We did the reverse to Interlaken, mostly in rain.  The gondola had several other people on board, but while young, they were pretty well behaved, though talkative.  As we’ve learned throughout, once we’ve traveled one direction, the way back seems much easier.

We were a little earlier than originally planned but there wasn’t much open to see in Interlaken, and we didn’t have time to go into the town proper.  So we rode the train back to Bern, a pretty uneventful leg.

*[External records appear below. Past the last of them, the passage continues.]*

PR #807, opened 2022-09-08
caveat in MemDB datastore redux

vroldanbet:
https://github.com/authzed/spicedb/issues/757

This PR introduces datastore interface to do CRUD operations with Caveats. We choose to start with MemDB because it does not require migrations, it's not meant to be used in production, and thus allows us to start building the graph evaluation logic without requiring modifications to all datastores. Once we've nailed its usage, we can go back to add support in the rest of datastores.

The main design choices are:
- Caveats have its own lifecycle independent from `Namespaces`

By now we were pretty familiar with the path back to the hotel.  So, we got to our room to blog, work on pictures, pack, and sleep.


About Bern

A powerful force since medieval times, the thriving Swiss capital is an appealing city of museums and collections. Bernmobil is the capital’s transit service. A BernCard is valid on trams and buses that serve the city. A free bike service is also an option for getting around. The Historical Museum and the Collection of the Bern Museum of Fine Arts house the art and architecture of millennia. The Einstein House and the Paul Klee Center showcase the work of two of Bern’s famous former inhabitants.

About Jungfraujoch

Icy air streams across your face, snow crunches under your feet, and the view nearly takes your breath away: on one side the view of the Mittelland up to the Vosges, on the other the Aletsch glacier, bordered by four thousand metre peaks. Standing on the Jungfraujoch 3,454 metres above sea level, you can feel it with your first step: this is a different world. It’s one you have to experience.